Technical Analysis: EUR/USD drops from 1.0500
EUR/USD falls after facing resistance near the psychological hurdle of 1.0500. However, the outlook for the major currency pair is still bullish as it holds above the 50-day Exponential Moving Average (EMA), which stands at around 1.0430.
The 14-day Relative Strength Index (RSI) struggles to break above 60.00. A bullish momentum would activate if the RSI (14) manages to sustain above that level.
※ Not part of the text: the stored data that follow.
PR #943, opened 2024-02-27
Global tags

jhsinger-klotho:
ability to put a global tag in place on all valid resources

added a test to make sure tags are added to resource tempaltes (have to manually override the list if it cant have tags) and updated test data

example 
```
/Users/jordansinger/workspace/klotho/engine Run -c add.yaml -o compiled -t MYGLOBALTAG
/Users/jordansinger/workspace/klotho/iac Generate -a test -i ./compiled/resources.yaml -o compiled

const subnet_1_route_table_nat_gateway_elastic_ip = new aws.ec2.Eip("subnet-1-route_table-nat_gateway-elastic_ip", {
        tags: {GLOBAL_KLOTHO_TAG: "MYGLOBALTAG", RESOURCE_NAME: "subnet-1-route_table-nat_gateway-elastic_ip"},
    })
const subnet_3 = new aws.ec2.Subnet("subnet-3", {
        vpcId: vpc_0.id,
        cidrBlock: "10.0.64.0/18",
        availabilityZone: availability_zone_1,
        mapPublicIpOnLaunch: false,
        tags: {GLOBAL_KLOTHO_TAG: "MYGLOBALTAG", RESOURCE_NAME: "subnet-3"},
    })
const subnet_0_route_table_nat_gateway = new aws.ec2.NatGateway("subnet-0-route_table-nat_gateway", {
        allocationId: subnet_0_route_table_nat_gateway_elastic_ip.id,
        subnetId: subnet_2.id,
        tags: {GLOBAL_KLOTHO_TAG: "MYGLOBALTAG", RESOURCE_NAME: "subnet-0-route_table-nat_gateway"},
    })
const subnet_1_route_table_nat_gateway = new aws.ec2.NatGateway("subnet-1-route_table-nat_gateway", {
        allocationId: subnet_1_route_table_nat_gateway_elastic_ip.id,
        subnetId: subnet_3.id,
        tags: {GLOBAL_KLOTHO_TAG: "MYGLOBALTAG", RESOURCE_NAME: "subnet-1-route_table-nat_gateway"},
    })
```
### Standard checks

### DIFF
--- a/pkg/engine/cli.go
+++ b/pkg/engine/cli.go
@@ -52,6 +52,7 @@ var architectureEngineCfg struct {
 	inputGraph  string
 	constraints string
 	outputDir   string
+	globalTag   string
 }
 
 var getValidEdgeTargetsCfg struct {
@@ -122,6 +123,7 @@ func (em *EngineMain) AddEngineCli(root *cobra.Command) {
 	flags.StringVarP(&architectureEngineCfg.inputGraph, "input-graph", "i", "", "Input graph file")
 	flags.StringVarP(&architectureEngineCfg.constraints, "constraints", "c", "", "Constraints file")
 	flags.StringVarP(&architectureEngineCfg.outputDir, "output-dir", "o", "", "Output directory")
+	flags.StringVarP(&architectureEngineCfg.globalTag, "global-tag", "t", "", "Global tag")
 	flags.StringVar(&engineCfg.profileTo, "profiling", "", "Profile to file")
 
 	getPossibleEdgesCmd := &cobra.Command{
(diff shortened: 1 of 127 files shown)


pkg/engine/cli.go
```diff
@@ -366,7 +368,9 @@ func (em *EngineMain) RunEngine(cmd *cobra.Command, args []string) (exitCode int
 		return
 	}
 
-	context := &EngineContext{}
+	context := &EngineContext{
+		GlobalTag: architectureEngineCfg.globalTag,
```
gordon-klotho, line 372: This is kind of leaking AWS specifics into general contexts. I'm okay with this for now, but maybe throw a TODO or FIXME and/or ticket to genericize it.

gordon-klotho (approved):

pkg/engine/cli.go
jhsinger-klotho: i mean we could say the concept of tag applies to other things as well, like we can take kubernetes objects via labels and i would assume gcp azure have a similar concept. we could name it something else if we want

Looking down, the February 10 low of 1.0285 will act as the major support zone for the pair. Conversely, the December 6 high of 1.0630 will be the key barrier for the Euro bulls.
Euro FAQs
The Euro is the currency for the 19 European Union countries that belong to the Eurozone. It is the second most heavily traded currency in the world behind the US Dollar. In 2022, it accounted for 31% of all foreign exchange transactions, with an average daily turnover of over $2.2 trillion a day. EUR/USD is the most heavily traded currency pair in the world, accounting for an estimated 30% off all transactions, followed by EUR/JPY (4%), EUR/GBP (3%) and EUR/AUD (2%).
The European Central Bank (ECB) in Frankfurt, Germany, is the reserve bank for the Eurozone. The ECB sets interest rates and manages monetary policy. The ECB’s primary mandate is to maintain price stability, which means either controlling inflation or stimulating growth. Its primary tool is the raising or lowering of interest rates. Relatively high interest rates – or the expectation of higher rates – will usually benefit the Euro and vice versa. The ECB Governing Council makes monetary policy decisions at meetings held eight times a year. Decisions are made by heads of the Eurozone national banks and six permanent members, including the President of the ECB, Christine Lagarde.
Eurozone inflation data, measured by the Harmonized Index of Consumer Prices (HICP), is an important econometric for the Euro. If inflation rises more than expected, especially if above the ECB’s 2% target, it obliges the ECB to raise interest rates to bring it back under control. Relatively high interest rates compared to its counterparts will usually benefit the Euro, as it makes the region more attractive as a place for global investors to park their money.
Data releases gauge the health of the economy and can impact on the Euro. Indicators such as GDP, Manufacturing and Services PMIs, employment, and consumer sentiment surveys can all influence the direction of the single currency. A strong economy is good for the Euro. Not only does it attract more foreign investment but it may encourage the ECB to put up interest rates, which will directly strengthen the Euro. Otherwise, if economic data is weak, the Euro is likely to fall. Economic data for the four largest economies in the euro area (Germany, France, Italy and Spain) are especially significant, as they account for 75% of the Eurozone’s economy.
Another significant data release for the Euro is the Trade Balance. This indicator measures the difference between what a country earns from its exports and what it spends on imports over a given period. If a country produces highly sought after exports then its currency will gain in value purely from the extra demand created from foreign buyers seeking to purchase these goods. Therefore, a positive net Trade Balance strengthens a currency and vice versa for a negative balance.